Brief: Each entry below needs to be copied exactly, with nothing dropped.

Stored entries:
PR #223, opened 2016-01-04
Use Maven Central to publish Sync-Android packages

rhyshort:
## What

Move to using Maven Central to publish sync-android packages,

## How
- Remove GH Pages publishing gradle code
- Add maven central publishing code heavily inspired from [java-cloudant build.gradle](https://github.com/cloudant/java-cloudant/blob/82491d83f1dada6d7b0d2e542c182118a8af8352/build.gradle)

## Testing
Manually run upload task and snapshots will appear in https://oss.sonatype.org/content/repositories/snapshots/com/cloudant/ 

## Reviewers
reviewer @ricellis 
reviewer @tomblench 
reviewer @rhyshort

### DIFF
--- a/build.gradle
+++ b/build.gradle
@@ -198,9 +198,7 @@ def getProjectDocSources(project) {
     // Get the projects from the dependencies
     def dependentProjects = projectDependencies*.dependencyProject
     // Recurse
-    if (dependentProjects.size > 0) {
     dependentProjects.each { dependentProjects += getProjectDocSources(it) }
-    }
     // Finally add the original project
     dependentProjects.add(project)
     // Return without duplicates
--- a/build.gradle
+++ b/build.gradle
@@ -3,6 +3,8 @@
 // ************ //
 
 apply plugin: 'java'
+apply plugin: 'maven'
+apply plugin: 'signing'
 
 //
 // General settings
@@ -14,6 +16,9 @@ allprojects {
     description = """cloudant-sync"""
 }
 
+
+//if the version says "snapshot" anywhere assume it is not a release
+ext.isReleaseVersion = !version.toUpperCase(Locale.ENGLISH).contains("SNAPSHOT")
 dependencies {
     compile project(':cloudant-sync-datastore-core')
     compile project(':cloudant-sync-datastore-javase')
@@ -52,18 +57,6 @@ subprojects {
     repositories {
         mavenLocal()
         mavenCentral()
-        maven { url "http://cloudant.github.io/cloudant-sync-eap/repository/" }
-    }
-
-    // local.gradle defines ghpages, so we want to publish somewhere specific for release
-    if (project.hasProperty('ghpages')) {
-        publishing {
-            repositories {
-                maven {
-                    url "$ghpages/repository"
-                }
-            }
-        }
     }
 
     //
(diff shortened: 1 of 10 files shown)


tomblench:
@rhyshort a few questions about this PR before I dive in:

- What files/env vars are needed for publishing? I can see some are used here https://github.com/cloudant/sync-android/pull/223/files#diff-c197962302397baf3a4cc36463dce5eaR116 
- Additionally, what error handling is there if these files/env vars aren't present?
- What's the procedure for publishing locally, both to a user's own `.m2` directory, and to a 'repo' dir, as we do for the packaging builds?
- How does the javadoc get published? We have a task to run javadoc over a union of all the sub-projects, does this still work properly?
- Do any of the user instructions need to change, do they need to adjust URLs, package names etc?

rhyshort:
@tomblench 

- The envs all come from java-cloudant (keeping them the same across the libs makes our lives easier), they are: 
  - ossrhUsername
  - ossrhPassword
  - signing.keyId
  - signing.password
  - signing.secretKeyRingFile

- If these properties are present, the build will either fail, for missing ossrh creds, or the deploy steps on OSSRH will fail, if the jars aren't signed.

- JavaDoc gets publish via a javadoc jar, I didn't know we had a union task so this probably doesn't work, the snapshots repo on OSSRH will need to be checked to confirm.

- There will need to be a slight adjustment in the instructions, the removal of the github.io urls to be replaced with `MavenCentral()` otherwise it will work exactly as before, although we should take the oppertunity to clarify which jars to include for the project type, eg for android you only need `cloudant-sync-datastore-android` which will pull in the core jar, or for encryption on android `cloudant-sync-datastore-android-encryption`

build.gradle
```diff
@@ -114,3 +109,25 @@ if (project.hasProperty('ghpages')) {
 task wrapper(type: Wrapper) {
     gradleVersion = '2.2.1'
 }
+
+//if the version says "snapshot" anywhere assume it is not a release
+ext.isReleaseVersion = !version.toUpperCase(Locale.ENGLISH).contains("SNAPSHOT")
```
ricellis: Duplicate of line 21?

ricellis:
Is it possible to common up the majority of the `uploadArchives` in the top level gradle file and only override the deltas in the lower level gradle files?
For example the URLs and credentials are the same as is a lot of the pom content.

rhyshort:
Possibly, I'm not sure, I was hoping you might know how to do that from your readings on the config

ricellis:
I made a lot of the upload configuration common in cab01ba

tomblench:
@rhyshort you'll definitely need to test how the javadoc publishing works before we can merge this. It would be a shame if there are separate javadocs per jar, but I suppose we can live with it. It would be nice if we could still get @see links etc to work across jars.

ricellis:
@rhyshort there is a bunch of `publishing` stuff in the subproject `build.gradle` files that I think is redundant now.

ricellis:
@rhyshort you probably ought to look over my commits as well

ricellis:
The docs need to be updated to point to the maven central repository too.

ricellis:
+1

build.gradle
```diff
@@ -74,43 +67,142 @@ subprojects {
...
+                        url 'https://java-cloudant@github.com/cloudant/sync-android.git'
+                    }
+                    properties {
+                        'project.build.sourceEncoding' 'UTF-8'
+                    }
+                    developers {
+                        developer {
+                            name 'IBM Cloudant'
+                            email 'support@cloudant.com'
+                            url 'https://cloudant.com'
```
tomblench: Could we have a more specific URL here?

rhyshort: I didn't think we could get more specific than cloudant.com for the developer name

gradle/wrapper/gradle-wrapper.properties
```diff
@@ -1,6 +1,6 @@
-#Wed Jan 07 14:07:38 GMT 2015
+#Fri Dec 18 10:33:15 GMT 2015
 distributionBase=GRADLE_USER_HOME
 distributionPath=wrapper/dists
 zipStoreBase=GRADLE_USER_HOME
 zipStorePath=wrapper/dists
-distributionUrl=https\://services.gradle.org/distributions/gradle-2.2.1-bin.zip
+distributionUrl=https\://services.gradle.org/distributions/gradle-2.2.1-all.zip
```
tomblench: Any reason why this changed? The `-all` distribution is likely to be bigger.

build.gradle
```diff
@@ -74,43 +67,142 @@ subprojects {
...
+}
+
+// Function to get project doc sources (i.e. the project and all its dependent projects)
+def getProjectDocSources(project) {
+    // Get the compile time dependencies
+    def projectDependencies = project.configurations.compile.getAllDependencies().withType(ProjectDependency)
+    // Get the projects from the dependencies
+    def dependentProjects = projectDependencies*.dependencyProject
+    // Recurse
+    if (dependentProjects.size > 0) {
```
tomblench: this `if` statement is redundant

gradle/wrapper/gradle-wrapper.properties
rhyshort: it adds code completion, I didn't realise this got checked in, I could remove if you think that is better?

build.gradle
rhyshort: fixed in 9a25c27

rhyshort: fixed in 9a25c27

tomblench:
+1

Answer:
PR #223, opened 2016-01-04
Use Maven Central to publish Sync-Android packages

rhyshort:
## What

Move to using Maven Central to publish sync-android packages,

## How
- Remove GH Pages publishing gradle code
- Add maven central publishing code heavily inspired from [java-cloudant build.gradle](https://github.com/cloudant/java-cloudant/blob/82491d83f1dada6d7b0d2e542c182118a8af8352/build.gradle)

## Testing
Manually run upload task and snapshots will appear in https://oss.sonatype.org/content/repositories/snapshots/com/cloudant/ 

## Reviewers
reviewer @ricellis 
reviewer @tomblench 
reviewer @rhyshort

### DIFF
--- a/build.gradle
+++ b/build.gradle
@@ -198,9 +198,7 @@ def getProjectDocSources(project) {
     // Get the projects from the dependencies
     def dependentProjects = projectDependencies*.dependencyProject
     // Recurse
-    if (dependentProjects.size > 0) {
     dependentProjects.each { dependentProjects += getProjectDocSources(it) }
-    }
     // Finally add the original project
     dependentProjects.add(project)
     // Return without duplicates
--- a/build.gradle
+++ b/build.gradle
@@ -3,6 +3,8 @@
 // ************ //
 
 apply plugin: 'java'
+apply plugin: 'maven'
+apply plugin: 'signing'
 
 //
 // General settings
@@ -14,6 +16,9 @@ allprojects {
     description = """cloudant-sync"""
 }
 
+
+//if the version says "snapshot" anywhere assume it is not a release
+ext.isReleaseVersion = !version.toUpperCase(Locale.ENGLISH).contains("SNAPSHOT")
 dependencies {
     compile project(':cloudant-sync-datastore-core')
     compile project(':cloudant-sync-datastore-javase')
@@ -52,18 +57,6 @@ subprojects {
     repositories {
         mavenLocal()
         mavenCentral()
-        maven { url "http://cloudant.github.io/cloudant-sync-eap/repository/" }
-    }
-
-    // local.gradle defines ghpages, so we want to publish somewhere specific for release
-    if (project.hasProperty('ghpages')) {
-        publishing {
-            repositories {
-                maven {
-                    url "$ghpages/repository"
-                }
-            }
-        }
     }
 
     //
(diff shortened: 1 of 10 files shown)


tomblench:
@rhyshort a few questions about this PR before I dive in:

- What files/env vars are needed for publishing? I can see some are used here https://github.com/cloudant/sync-android/pull/223/files#diff-c197962302397baf3a4cc36463dce5eaR116 
- Additionally, what error handling is there if these files/env vars aren't present?
- What's the procedure for publishing locally, both to a user's own `.m2` directory, and to a 'repo' dir, as we do for the packaging builds?
- How does the javadoc get published? We have a task to run javadoc over a union of all the sub-projects, does this still work properly?
- Do any of the user instructions need to change, do they need to adjust URLs, package names etc?

rhyshort:
@tomblench 

- The envs all come from java-cloudant (keeping them the same across the libs makes our lives easier), they are: 
  - ossrhUsername
  - ossrhPassword
  - signing.keyId
  - signing.password
  - signing.secretKeyRingFile

- If these properties are present, the build will either fail, for missing ossrh creds, or the deploy steps on OSSRH will fail, if the jars aren't signed.

- JavaDoc gets publish via a javadoc jar, I didn't know we had a union task so this probably doesn't work, the snapshots repo on OSSRH will need to be checked to confirm.

- There will need to be a slight adjustment in the instructions, the removal of the github.io urls to be replaced with `MavenCentral()` otherwise it will work exactly as before, although we should take the oppertunity to clarify which jars to include for the project type, eg for android you only need `cloudant-sync-datastore-android` which will pull in the core jar, or for encryption on android `cloudant-sync-datastore-android-encryption`

build.gradle
```diff
@@ -114,3 +109,25 @@ if (project.hasProperty('ghpages')) {
 task wrapper(type: Wrapper) {
     gradleVersion = '2.2.1'
 }
+
+//if the version says "snapshot" anywhere assume it is not a release
+ext.isReleaseVersion = !version.toUpperCase(Locale.ENGLISH).contains("SNAPSHOT")
```
ricellis: Duplicate of line 21?

ricellis:
Is it possible to common up the majority of the `uploadArchives` in the top level gradle file and only override the deltas in the lower level gradle files?
For example the URLs and credentials are the same as is a lot of the pom content.

rhyshort:
Possibly, I'm not sure, I was hoping you might know how to do that from your readings on the config

ricellis:
I made a lot of the upload configuration common in cab01ba

tomblench:
@rhyshort you'll definitely need to test how the javadoc publishing works before we can merge this. It would be a shame if there are separate javadocs per jar, but I suppose we can live with it. It would be nice if we could still get @see links etc to work across jars.

ricellis:
@rhyshort there is a bunch of `publishing` stuff in the subproject `build.gradle` files that I think is redundant now.

ricellis:
@rhyshort you probably ought to look over my commits as well

ricellis:
The docs need to be updated to point to the maven central repository too.

ricellis:
+1

build.gradle
```diff
@@ -74,43 +67,142 @@ subprojects {
...
+                        url 'https://java-cloudant@github.com/cloudant/sync-android.git'
+                    }
+                    properties {
+                        'project.build.sourceEncoding' 'UTF-8'
+                    }
+                    developers {
+                        developer {
+                            name 'IBM Cloudant'
+                            email 'support@cloudant.com'
+                            url 'https://cloudant.com'
```
tomblench: Could we have a more specific URL here?

rhyshort: I didn't think we could get more specific than cloudant.com for the developer name

gradle/wrapper/gradle-wrapper.properties
```diff
@@ -1,6 +1,6 @@
-#Wed Jan 07 14:07:38 GMT 2015
+#Fri Dec 18 10:33:15 GMT 2015
 distributionBase=GRADLE_USER_HOME
 distributionPath=wrapper/dists
 zipStoreBase=GRADLE_USER_HOME
 zipStorePath=wrapper/dists
-distributionUrl=https\://services.gradle.org/distributions/gradle-2.2.1-bin.zip
+distributionUrl=https\://services.gradle.org/distributions/gradle-2.2.1-all.zip
```
tomblench: Any reason why this changed? The `-all` distribution is likely to be bigger.

build.gradle
```diff
@@ -74,43 +67,142 @@ subprojects {
...
+}
+
+// Function to get project doc sources (i.e. the project and all its dependent projects)
+def getProjectDocSources(project) {
+    // Get the compile time dependencies
+    def projectDependencies = project.configurations.compile.getAllDependencies().withType(ProjectDependency)
+    // Get the projects from the dependencies
+    def dependentProjects = projectDependencies*.dependencyProject
+    // Recurse
+    if (dependentProjects.size > 0) {
```
tomblench: this `if` statement is redundant

gradle/wrapper/gradle-wrapper.properties
rhyshort: it adds code completion, I didn't realise this got checked in, I could remove if you think that is better?

build.gradle
rhyshort: fixed in 9a25c27

rhyshort: fixed in 9a25c27

tomblench:
+1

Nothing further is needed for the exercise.